#### [TASK TO COMPLETE]
Write out exactly what each line says, starting with the first line below and ending on the one with "These fields were".
————
PR #1504, opened 2021-07-06
Threat intelligence RFCs stage 2 addenda

ebeahan:
Incorporate changes from the threat intelligence addenda for stage 2: #1502 

[Docs preview](https://ecs_1504.docs-preview.app.elstc.co/diff)

PR #1478, opened 2021-06-24
Stage 2 changes for RFC 0021 - Threat enrichments

ebeahan:
Apply stage 2 beta changes proposed in the threat enrichments RFC [0021](https://github.com/elastic/ecs/blob/master/rfcs/text/0021-threat-enrichment.md): #1460

PR #1471, opened 2021-06-23
Stage 2 changes for RFC 0008 - threat indicator fields

ebeahan:
Apply stage 2 beta changes proposed in the threat indicator fields RFC [0008](https://github.com/elastic/ecs/blob/master/rfcs/text/0008-threat-intel.md): #1293 

[Docs preview of these changes](https://ecs_1478.docs-preview.app.elstc.co/guide/en/ecs/master/ecs-threat.html)

PR #1510, opened 2021-07-12
New event categorization values to support threat intel use cases

ebeahan:
***NOTE***: Opening PR as _draft_ until the functionality is added into the ECS tooling to include the `beta` tooltip for event categorization values.

### Summary

This PR introduces three categorization field allowed values.

These fields were initially proposed in [RFC 008 - threat intelligence fields](https://github.com/elastic/ecs/blob/master/rfcs/text/0008-threat-intel.md#proposed-new-values-for-event-fieldset) and will be added as `beta` values to align with RFC 0008 currently being at stage 2.

#### `event.kind: enrichment`

Introduced here to support threat enrichment, but it will not be limited to that use case. Available for any ECS event that will be used to enrich others.

#### `event.category: threat`

Categorize events that contain details about threat actors' tactics, techniques, and procedures.

#### `event.type: indicator`

Sub-bucket threat enrichment indicators of compromise.

### Questions for reviewers

* Do these descriptions capture the intent of each new value accurately?
* Particularly with `event.catgory:threat`, I limited the scope to `cybersecurity threats` in the description. Is this too narrow?
* Should the `threat` category include additional expected event types beyond `indicator`?

### DIFF
--- a/docs/field-details.asciidoc
+++ b/docs/field-details.asciidoc
@@ -2576,7 +2576,7 @@ Note: this field should contain an array of values.
 
 *Important*: The field value must be one of the following:
 
-authentication, configuration, database, driver, file, host, iam, intrusion_detection, malware, network, package, process, registry, session, web
+authentication, configuration, database, driver, file, host, iam, intrusion_detection, malware, network, package, process, registry, session, threat, web
 
 To learn more about when to use which value, visit the page
 <<ecs-allowed-values-event-category,allowed values for event.category>>
@@ -2749,7 +2749,7 @@ type: keyword
 
 *Important*: The field value must be one of the following:
 
-alert, event, metric, state, pipeline_error, signal
+alert, event, metric, state, pipeline_error, signal, enrichment
 
 To learn more about when to use which value, visit the page
 <<ecs-allowed-values-event-kind,allowed values for event.kind>>
@@ -3006,7 +3006,7 @@ Note: this field should contain an array of values.
 
 *Important*: The field value must be one of the following:
 
-access, admin, allowed, change, connection, creation, deletion, denied, end, error, group, info, installation, protocol, start, user
+access, admin, allowed, change, connection, creation, deletion, denied, end, error, group, indicator, info, installation, protocol, start, user
 
 To learn more about when to use which value, visit the page
 <<ecs-allowed-values-event-type,allowed values for event.type>>
--- a/docs/field-values.asciidoc
+++ b/docs/field-values.asciidoc
@@ -46,6 +46,7 @@ The value of this field can be used to inform how these kinds of events should b
 * <<ecs-event-kind-state,state>>
 * <<ecs-event-kind-pipeline_error,pipeline_error>>
 * <<ecs-event-kind-signal,signal>>
+* <<ecs-event-kind-enrichment,enrichment>>
 
 [float]
 [[ecs-event-kind-alert]]
@@ -111,6 +112,16 @@ Usage of this value is reserved, and pipelines should not populate `event.kind` 
 
 
 
+[float]
+[[ecs-event-kind-enrichment]]
+==== enrichment
+
+The `enrichment` value indicates an event collected to provide additional context, often to other events.
+
+An example is collecting indicators of compromise (IOCs) from a threat intelligence provider with the intent to use those values to enrich other events. The IOC events from the intelligence provider should be categorized as `event.kind:enrichment`.
+
+
+
 [[ecs-allowed-values-event-category]]
 === ECS Categorization Field: event.category
 
@@ -136,6 +147,7 @@ This field is an array. This will allow proper categorization of some events tha
 * <<ecs-event-category-process,process>>
 * <<ecs-event-category-registry,registry>>
 * <<ecs-event-category-session,session>>
+* <<ecs-event-category-threat,threat>>
 * <<ecs-event-category-web,web>>
 
 [float]
@@ -315,6 +327,18 @@ start, end, info
 
 
 [float]
+[[ecs-event-category-threat]]
+==== threat
+
+Relating to cybersecurity threats. Use this category to visualize and analyze events describing threat actors' targets, motives, or behaviors.
+
+
+*Expected event types for category threat:*
+
+indicator
+
+
+[float]
 [[ecs-event-category-web]]
 ==== web
 
@@ -348,6 +372,7 @@ This field is an array. This will allow proper categorization of some events tha
 * <<ecs-event-type-end,end>>
 * <<ecs-event-type-error,error>>
 * <<ecs-event-type-group,group>>
+* <<ecs-event-type-indicator,indicator>>
 * <<ecs-event-type-info,info>>
 * <<ecs-event-type-installation,installation>>
 * <<ecs-event-type-protocol,protocol>>
@@ -439,6 +464,16 @@ The error event type is used for the subset of events within a category that ind
 ==== group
————
#### [THE COMPLETED TASK]
PR #1504, opened 2021-07-06
Threat intelligence RFCs stage 2 addenda

ebeahan:
Incorporate changes from the threat intelligence addenda for stage 2: #1502 

[Docs preview](https://ecs_1504.docs-preview.app.elstc.co/diff)

PR #1478, opened 2021-06-24
Stage 2 changes for RFC 0021 - Threat enrichments

ebeahan:
Apply stage 2 beta changes proposed in the threat enrichments RFC [0021](https://github.com/elastic/ecs/blob/master/rfcs/text/0021-threat-enrichment.md): #1460

PR #1471, opened 2021-06-23
Stage 2 changes for RFC 0008 - threat indicator fields

ebeahan:
Apply stage 2 beta changes proposed in the threat indicator fields RFC [0008](https://github.com/elastic/ecs/blob/master/rfcs/text/0008-threat-intel.md): #1293 

[Docs preview of these changes](https://ecs_1478.docs-preview.app.elstc.co/guide/en/ecs/master/ecs-threat.html)

PR #1510, opened 2021-07-12
New event categorization values to support threat intel use cases

ebeahan:
***NOTE***: Opening PR as _draft_ until the functionality is added into the ECS tooling to include the `beta` tooltip for event categorization values.

### Summary

This PR introduces three categorization field allowed values.

These fields were initially proposed in [RFC 008 - threat intelligence fields](https://github.com/elastic/ecs/blob/master/rfcs/text/0008-threat-intel.md#proposed-new-values-for-event-fieldset) and will be added as `beta` values to align with RFC 0008 currently being at stage 2.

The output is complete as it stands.